YOUR ASSIGNMENT =
Which lines in the records below contain the word "protected"? Report each of them.

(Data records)
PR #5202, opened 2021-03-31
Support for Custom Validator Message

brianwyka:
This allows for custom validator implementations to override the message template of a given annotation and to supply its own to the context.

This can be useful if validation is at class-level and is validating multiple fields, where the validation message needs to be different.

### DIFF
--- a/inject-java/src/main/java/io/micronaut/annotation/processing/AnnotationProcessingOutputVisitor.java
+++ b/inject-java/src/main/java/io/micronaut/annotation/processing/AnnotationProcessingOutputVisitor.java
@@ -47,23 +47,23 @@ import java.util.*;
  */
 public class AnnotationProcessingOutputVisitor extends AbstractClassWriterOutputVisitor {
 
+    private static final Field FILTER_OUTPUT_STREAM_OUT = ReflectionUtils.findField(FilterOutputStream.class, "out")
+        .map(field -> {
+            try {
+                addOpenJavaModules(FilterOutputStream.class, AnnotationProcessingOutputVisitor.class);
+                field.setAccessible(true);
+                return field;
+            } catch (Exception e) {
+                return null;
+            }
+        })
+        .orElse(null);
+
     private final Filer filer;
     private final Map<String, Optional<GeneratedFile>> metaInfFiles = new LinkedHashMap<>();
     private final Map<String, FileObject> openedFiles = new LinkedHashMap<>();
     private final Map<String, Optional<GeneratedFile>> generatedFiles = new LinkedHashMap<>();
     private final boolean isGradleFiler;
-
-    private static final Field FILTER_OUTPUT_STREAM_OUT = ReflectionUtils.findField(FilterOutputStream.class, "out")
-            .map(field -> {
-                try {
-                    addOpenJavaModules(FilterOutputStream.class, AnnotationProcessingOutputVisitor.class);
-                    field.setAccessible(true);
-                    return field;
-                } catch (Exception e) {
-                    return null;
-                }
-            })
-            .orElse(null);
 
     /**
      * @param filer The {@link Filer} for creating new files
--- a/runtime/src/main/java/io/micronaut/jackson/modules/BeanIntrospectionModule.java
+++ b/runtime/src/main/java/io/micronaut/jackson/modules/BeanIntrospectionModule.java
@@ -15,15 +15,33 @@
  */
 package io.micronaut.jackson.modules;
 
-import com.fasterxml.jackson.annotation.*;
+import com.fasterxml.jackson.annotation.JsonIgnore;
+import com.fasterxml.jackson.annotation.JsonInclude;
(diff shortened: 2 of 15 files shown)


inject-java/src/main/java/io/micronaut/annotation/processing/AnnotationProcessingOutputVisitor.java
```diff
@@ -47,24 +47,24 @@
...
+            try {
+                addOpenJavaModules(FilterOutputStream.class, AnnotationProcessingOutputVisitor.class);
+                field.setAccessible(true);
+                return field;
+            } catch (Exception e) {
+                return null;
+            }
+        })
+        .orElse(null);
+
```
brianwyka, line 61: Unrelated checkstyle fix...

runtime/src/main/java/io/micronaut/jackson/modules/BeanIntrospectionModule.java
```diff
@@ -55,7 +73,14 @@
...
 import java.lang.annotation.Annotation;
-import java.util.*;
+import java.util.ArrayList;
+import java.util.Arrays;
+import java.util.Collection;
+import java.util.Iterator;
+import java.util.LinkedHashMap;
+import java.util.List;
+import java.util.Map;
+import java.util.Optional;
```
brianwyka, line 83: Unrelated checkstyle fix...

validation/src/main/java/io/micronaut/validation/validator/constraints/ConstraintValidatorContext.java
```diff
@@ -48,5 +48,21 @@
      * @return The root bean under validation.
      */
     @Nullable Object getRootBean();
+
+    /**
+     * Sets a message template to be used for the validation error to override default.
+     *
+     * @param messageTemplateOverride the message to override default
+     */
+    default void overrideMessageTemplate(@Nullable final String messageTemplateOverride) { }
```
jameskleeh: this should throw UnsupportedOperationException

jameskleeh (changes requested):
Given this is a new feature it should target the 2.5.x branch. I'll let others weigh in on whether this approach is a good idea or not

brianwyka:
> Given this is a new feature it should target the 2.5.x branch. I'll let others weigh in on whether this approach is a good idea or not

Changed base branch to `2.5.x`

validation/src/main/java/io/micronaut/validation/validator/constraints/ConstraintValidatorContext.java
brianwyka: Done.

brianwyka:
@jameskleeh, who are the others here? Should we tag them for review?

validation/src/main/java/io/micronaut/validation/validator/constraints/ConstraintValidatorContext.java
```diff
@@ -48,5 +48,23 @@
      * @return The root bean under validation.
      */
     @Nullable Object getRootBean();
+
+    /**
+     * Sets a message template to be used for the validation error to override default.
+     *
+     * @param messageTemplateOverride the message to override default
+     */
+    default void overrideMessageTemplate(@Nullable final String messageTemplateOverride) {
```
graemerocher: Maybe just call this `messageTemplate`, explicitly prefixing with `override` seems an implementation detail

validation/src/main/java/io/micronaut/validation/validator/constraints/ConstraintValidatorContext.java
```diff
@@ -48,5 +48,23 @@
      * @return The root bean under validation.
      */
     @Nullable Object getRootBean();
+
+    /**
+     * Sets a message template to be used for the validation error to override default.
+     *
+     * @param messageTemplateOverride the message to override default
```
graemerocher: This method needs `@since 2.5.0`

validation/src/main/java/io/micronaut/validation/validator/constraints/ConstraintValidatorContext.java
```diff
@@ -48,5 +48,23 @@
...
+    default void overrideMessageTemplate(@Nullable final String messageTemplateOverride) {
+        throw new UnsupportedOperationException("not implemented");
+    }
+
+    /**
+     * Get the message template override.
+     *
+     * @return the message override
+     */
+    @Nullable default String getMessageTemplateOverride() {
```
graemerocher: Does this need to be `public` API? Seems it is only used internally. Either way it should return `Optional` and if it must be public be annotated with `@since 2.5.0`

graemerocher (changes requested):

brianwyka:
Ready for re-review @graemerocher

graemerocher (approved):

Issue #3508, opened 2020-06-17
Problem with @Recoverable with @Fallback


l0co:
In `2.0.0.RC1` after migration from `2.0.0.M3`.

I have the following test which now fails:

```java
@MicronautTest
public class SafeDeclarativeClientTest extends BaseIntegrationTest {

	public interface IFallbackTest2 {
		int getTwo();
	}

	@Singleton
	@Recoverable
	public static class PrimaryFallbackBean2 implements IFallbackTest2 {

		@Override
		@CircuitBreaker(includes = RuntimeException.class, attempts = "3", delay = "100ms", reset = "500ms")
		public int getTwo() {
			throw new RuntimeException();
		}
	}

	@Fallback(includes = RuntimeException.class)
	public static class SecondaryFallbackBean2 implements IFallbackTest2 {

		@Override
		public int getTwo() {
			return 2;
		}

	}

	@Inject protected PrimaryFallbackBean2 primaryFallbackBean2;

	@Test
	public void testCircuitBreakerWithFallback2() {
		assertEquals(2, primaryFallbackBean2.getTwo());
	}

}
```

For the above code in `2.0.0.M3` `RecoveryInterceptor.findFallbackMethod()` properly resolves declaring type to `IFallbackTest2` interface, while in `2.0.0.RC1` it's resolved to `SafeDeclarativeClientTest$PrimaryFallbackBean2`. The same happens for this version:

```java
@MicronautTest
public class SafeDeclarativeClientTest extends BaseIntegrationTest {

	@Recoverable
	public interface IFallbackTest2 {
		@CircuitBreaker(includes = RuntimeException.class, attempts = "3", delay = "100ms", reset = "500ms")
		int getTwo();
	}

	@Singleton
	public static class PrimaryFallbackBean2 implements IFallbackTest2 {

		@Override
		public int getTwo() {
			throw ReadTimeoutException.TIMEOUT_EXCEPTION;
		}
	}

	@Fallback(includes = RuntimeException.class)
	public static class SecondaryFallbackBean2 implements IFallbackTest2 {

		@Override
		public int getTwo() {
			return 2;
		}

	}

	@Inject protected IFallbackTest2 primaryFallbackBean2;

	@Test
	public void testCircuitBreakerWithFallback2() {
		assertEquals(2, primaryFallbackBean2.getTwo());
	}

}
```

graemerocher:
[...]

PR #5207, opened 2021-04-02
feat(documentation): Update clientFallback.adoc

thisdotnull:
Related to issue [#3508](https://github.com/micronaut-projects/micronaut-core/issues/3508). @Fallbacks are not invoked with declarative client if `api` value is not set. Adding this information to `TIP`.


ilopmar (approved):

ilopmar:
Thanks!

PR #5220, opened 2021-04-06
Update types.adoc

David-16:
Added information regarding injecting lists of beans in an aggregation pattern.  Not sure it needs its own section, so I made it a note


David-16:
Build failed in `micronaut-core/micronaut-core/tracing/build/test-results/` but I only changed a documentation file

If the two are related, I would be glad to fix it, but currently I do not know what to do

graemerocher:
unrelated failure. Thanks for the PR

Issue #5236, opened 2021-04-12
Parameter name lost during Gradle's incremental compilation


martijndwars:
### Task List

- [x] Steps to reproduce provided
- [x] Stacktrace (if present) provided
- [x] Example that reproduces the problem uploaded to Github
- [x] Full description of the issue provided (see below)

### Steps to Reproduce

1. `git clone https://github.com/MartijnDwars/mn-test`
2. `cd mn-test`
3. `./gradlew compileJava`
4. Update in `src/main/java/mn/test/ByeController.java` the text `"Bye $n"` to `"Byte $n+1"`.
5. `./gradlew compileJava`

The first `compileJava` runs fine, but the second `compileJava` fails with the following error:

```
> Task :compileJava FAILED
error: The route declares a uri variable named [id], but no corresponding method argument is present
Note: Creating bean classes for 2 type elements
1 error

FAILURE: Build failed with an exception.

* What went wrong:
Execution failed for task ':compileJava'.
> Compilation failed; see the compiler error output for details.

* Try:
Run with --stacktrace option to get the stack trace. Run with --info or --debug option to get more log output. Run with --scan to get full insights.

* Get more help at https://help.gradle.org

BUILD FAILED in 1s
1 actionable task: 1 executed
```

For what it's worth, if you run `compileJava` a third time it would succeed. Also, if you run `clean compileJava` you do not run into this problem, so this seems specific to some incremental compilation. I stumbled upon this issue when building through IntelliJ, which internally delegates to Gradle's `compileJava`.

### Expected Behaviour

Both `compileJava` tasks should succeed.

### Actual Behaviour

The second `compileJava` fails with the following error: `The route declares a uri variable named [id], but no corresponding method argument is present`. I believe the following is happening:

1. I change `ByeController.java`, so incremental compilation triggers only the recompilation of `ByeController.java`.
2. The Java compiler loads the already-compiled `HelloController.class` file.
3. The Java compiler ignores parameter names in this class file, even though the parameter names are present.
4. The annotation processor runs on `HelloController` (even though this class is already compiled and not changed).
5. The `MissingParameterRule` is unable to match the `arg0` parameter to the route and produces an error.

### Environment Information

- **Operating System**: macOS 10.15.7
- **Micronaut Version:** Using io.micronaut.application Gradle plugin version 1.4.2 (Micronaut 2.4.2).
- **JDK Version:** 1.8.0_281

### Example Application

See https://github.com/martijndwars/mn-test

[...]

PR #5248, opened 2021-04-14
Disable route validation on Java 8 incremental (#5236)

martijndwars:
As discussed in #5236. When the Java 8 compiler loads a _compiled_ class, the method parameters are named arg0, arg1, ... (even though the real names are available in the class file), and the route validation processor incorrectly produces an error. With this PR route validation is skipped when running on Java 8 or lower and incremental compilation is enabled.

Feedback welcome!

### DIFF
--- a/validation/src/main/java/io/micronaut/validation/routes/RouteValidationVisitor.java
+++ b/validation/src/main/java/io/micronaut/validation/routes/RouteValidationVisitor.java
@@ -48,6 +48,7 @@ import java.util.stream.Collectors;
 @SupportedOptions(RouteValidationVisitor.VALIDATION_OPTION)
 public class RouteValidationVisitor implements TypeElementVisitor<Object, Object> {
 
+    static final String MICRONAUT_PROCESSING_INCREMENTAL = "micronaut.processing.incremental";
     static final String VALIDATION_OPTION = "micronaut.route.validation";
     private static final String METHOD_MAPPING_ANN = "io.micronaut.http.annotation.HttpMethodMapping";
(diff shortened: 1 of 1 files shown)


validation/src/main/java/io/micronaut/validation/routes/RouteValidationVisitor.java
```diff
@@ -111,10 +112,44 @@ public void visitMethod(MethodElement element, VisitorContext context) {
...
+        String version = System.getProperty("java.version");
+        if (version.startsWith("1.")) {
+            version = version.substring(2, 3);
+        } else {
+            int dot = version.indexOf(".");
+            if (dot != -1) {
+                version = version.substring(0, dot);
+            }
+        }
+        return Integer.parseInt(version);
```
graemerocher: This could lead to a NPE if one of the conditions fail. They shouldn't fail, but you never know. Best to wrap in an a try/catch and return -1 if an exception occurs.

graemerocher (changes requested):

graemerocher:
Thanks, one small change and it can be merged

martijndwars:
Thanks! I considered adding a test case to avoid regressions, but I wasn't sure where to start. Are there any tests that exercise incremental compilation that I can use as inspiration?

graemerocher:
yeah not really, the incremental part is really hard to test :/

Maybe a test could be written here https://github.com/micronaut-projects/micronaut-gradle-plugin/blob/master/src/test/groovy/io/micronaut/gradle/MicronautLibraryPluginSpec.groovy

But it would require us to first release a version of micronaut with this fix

RESPONSE FOR THIS EXERCISE =
	@Inject protected PrimaryFallbackBean2 primaryFallbackBean2;
	@Inject protected IFallbackTest2 primaryFallbackBean2;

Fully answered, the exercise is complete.